A population P obeys the logistic model. It satisfies the equation dP dt

The differential equation given is a logistic model for population growth:

$\frac{dP}{dt} = \frac{9}{1100} P (11 - P)$

To find $P(79)$, we first need to solve this differential equation with the initial condition $P(0) = 4$.

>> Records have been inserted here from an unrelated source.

PR #3103, opened 2022-11-24
chore!: Remove deprecated api

fwilhe:
Closes SAP/cloud-sdk-backlog#938.

### DIFF
--- a/V3-Upgrade-Guide.md
+++ b/V3-Upgrade-Guide.md
@@ -18,6 +18,7 @@ Add sections to the document as you see fit.
 This document will guide you through the steps necessary to upgrade to version 3 of the SAP Cloud SDK. Depending on your project, some steps might not be applicable. The To-Do list is:
 
 - [Update your project dependencies](#update-your-project-dependencies)
+- [Check for removed deprecated functions and replace them if required](#check-for-removed-deprecated-functions-and-replace-them-if-required)
 
 ### Update your project dependencies
 
@@ -27,6 +28,24 @@ Depending on if you're using `npm` or `yarn`, run `npm install` or `yarn` in the
 
 Running your tests or deploying your application might fail at this point in time if you need to adapt to any breaking changes.
 We recommend updating your applications in one commit or pull request and making sure everything still works using your existing test suite.
+
+### Check for removed deprecated functions and replace them if required
+
+While the SAP Cloud SDK maintains backwards compatibility within a major version where possible, a new major release breaks compatibility where required to simplify the programming interface.
+Most of the removed functions had been deprecated before, so ideally they are not used anymore.
+The following sub-sections describe affected modules, functions and interfaces with instructions on how to replace them.
+
+#### HTTP Client
+
+The overload, that accepted `HttpRequestConfigWithOrigin` as a parameter, is removed and replaced by the function `executeHttpRequestWithOrigin`.
+
+#### Logger
+
+The field `logger` on the interface `LoggerOptions` was not used and is removed from the interface.
+
+#### Array Utils
+
+The function `variadicArgumentToArray` is replaced by the function `transformVariadicArgumentToArray`.
 
 <!-- TODO: This is only meant as an example for sections in the upgrade guide. Improve this section and add new sections as you see fit.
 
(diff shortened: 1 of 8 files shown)


scripts/current-sdk-version.ts
```diff
@@ -1,5 +1,7 @@
 import { readFileSync } from 'fs';
 
+//todo(fwilhe): should this be removed as part of v3? Seems like non-user facing anyway.
```
FrankEssenberger, line 3: yes from the text it looks like it. Do we use this somewhere?

fwilhe:
Remaining occurrences of the term 'deprecated' are either related to a BTP authentication thing (which I guess we can't just remove), or relate to open api / npm packages (which is not related to this PR as it is not deprecated code).

Also I've left out the generator options, not sure if this is part of the scope of this PR.

Apart from that I've quite aggressively removed deprecated stuff, in-depth review by people who have better context-knowledge on the individual code pieces are required.

fyi @marikaner @FrankEssenberger @florian-richter

FrankEssenberger (approved):

packages/http-client/src/http-client.ts
```diff
@@ -351,20 +350,6 @@ export function executeHttpRequest<T extends HttpRequestConfig>(
...
-// eslint-disable-next-line jsdoc/require-returns-check
-/**
- * Builds a {@link DestinationHttpRequestConfig} for the given destination, merges it into the given `requestConfig` and executes it (using Axios).
- * @deprecated This overload is replaced by the function {@link executeHttpRequestWithOrigin}.
- * @param destination - A destination or a destination name and a JWT.
- * @param requestConfig - Any object representing an HTTP request.
- * @param options - An {@link HttpRequestOptions} of the HTTP request for configuring e.g., CSRF token delegation. By default, the SDK will fetch the CSRF token.
- * @returns A promise resolving to an {@link HttpResponse}.
- */
-export function executeHttpRequest<T extends HttpRequestConfigWithOrigin>(
```
deekshas8, line 363: Since this overload is removed, we should also remove the other declaration and only have the function where `T extends HttpRequestConfig`.

fwilhe: Yes, you are right, thanks for the hint.

packages/odata-common/src/entity-builder.spec.ts
```diff
@@ -154,18 +154,16 @@ describe('EntityBuilder', () => {
       expect(entity).toStrictEqual(expectedEntity);
     });
 
-    it('should build an entity from json with legacy _customFields', () => {
+    it('should build an entity from json with custom fields', () => {
```
deekshas8, line 157: Possible duplicate of test in line 105

fwilhe: thanks, fixed

V3-Upgrade-Guide.md
```diff
@@ -28,6 +29,57 @@ Depending on if you're using `npm` or `yarn`, run `npm install` or `yarn` in the
...
+
+The field `logger` on the interface `LoggerOptions` was not used and is removed from the interface.
+
+#### Array Utils
+
+The function `variadicArgumentToArray` is replaced by the function `transformVariadicArgumentToArray`.
+
+#### JWT
+
+The generic types of `JwtKeyMapping` is simplified so the second type argument `JwtKeysT` are always strings.
```
jjtang1985, line 52: [req] The function name is listed, which looks good.
However, the section title is called "JWT", I as a user would not know whether this is related to a package that I'm using.
Instead of using "JWT", I would prefer using the npm package name. (@sap-cloud-sdk/connectivity?)

jjtang1985 (changes requested):
Looks good.
Please consider my comments about the structure of the upgrade guide.

V3-Upgrade-Guide.md
fwilhe: Hi @jjtang1985 

thanks for your feedback, I think having npm package names as the first structure element makes sense. For the odata specific things I'm not sure what the second structure element should be, but I feel like we need a structure there because the text is quite long. I'm happy to take any suggestion you might have to improve it.

Please have another look.

jjtang1985 (approved):
LGTM

jjtang1985:
Maybe another minor comment: is it intended to use `chore!` as the PR prefix?

FrankEssenberger:
> Maybe another minor comment: is it intended to use `chore!` as the PR prefix?

I guess on @deekshas8 keyboard the `:` and `!` key are close?

fwilhe:
> > Maybe another minor comment: is it intended to use `chore!` as the PR prefix?
> 
> I guess on @deekshas8 keyboard the `:` and `!` key are close?

no, use en-US keyboard, the colon is on shift-O Umlaut and the bang is on shift-1

that was intentional as @deekshas8 pointed out :)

Step 1: Separate the variables

We start by separating the variables $P$ and $t$:

$\frac{dP}{P(11 - P)} = \frac{9}{1100} dt$

Step 2: Integrate both sides

The next step is to integrate both sides:

$\int \frac{dP}{P(11 - P)} = \frac{9}{1100} \int dt$

To integrate the left side, we can use partial fraction decomposition:

$\frac{1}{P(11 - P)} = \frac{A}{P} + \frac{B}{11 - P}$

Solving for $A$ and $B$:

$1 = A(11 - P) + BP$

This simplifies to:

$1 = 11A - AP + BP$

Matching coefficients, we get:

$A + B = 0 \quad \text{and} \quad 11A = 1$

So, $A = \frac{1}{11}$ and $B = -\frac{1}{11}$. Therefore:

$\frac{1}{P(11 - P)} = \frac{1}{11} \left(\frac{1}{P} + \frac{1}{11 - P}\right)$

Now, integrate both sides:

$\frac{1}{11} \left(\ln |P| - \ln |11 - P|\right) = \frac{9}{1100} t + C$

Step 3: Simplify the equation

Simplify the equation by combining the logarithms:

$\frac{1}{11} \ln \left|\frac{P}{11 - P}\right| = \frac{9}{1100} t + C$

Multiply both sides by 11:

$\ln \left|\frac{P}{11 - P}\right| = \frac{99}{1100} t + 11C$

Let $K = e^{11C}$, so:

$\frac{P}{11 - P} = K e^{\frac{99}{1100} t}$

Step 4: Solve for P(t)

Now solve for $P$:

$P = \frac{11K e^{\frac{99}{1100} t}}{1 + K e^{\frac{99}{1100} t}}$

Use the initial condition $P(0) = 4$ to solve for $K$:

$4 = \frac{11K}{1 + K}$

This gives:

$4 + 4K = 11K \quad \Rightarrow \quad 4 = 7K \quad \Rightarrow \quad K = \frac{4}{7}$

Thus, the equation for $P(t)$ is:

$P(t) = \frac{\frac{44}{7} e^{\frac{99}{1100} t}}{1 + \frac{4}{7} e^{\frac{99}{1100} t}}$

Step 5: Find $P(79)$

Finally, plug in $t = 79$:

$P(79) = \frac{\frac{44}{7} e^{\frac{99}{1100} \times 79}}{1 + \frac{4}{7} e^{\frac{99}{1100} \times 79}}$

Calculate the exponential term and simplify to get the final value of $P(79)$.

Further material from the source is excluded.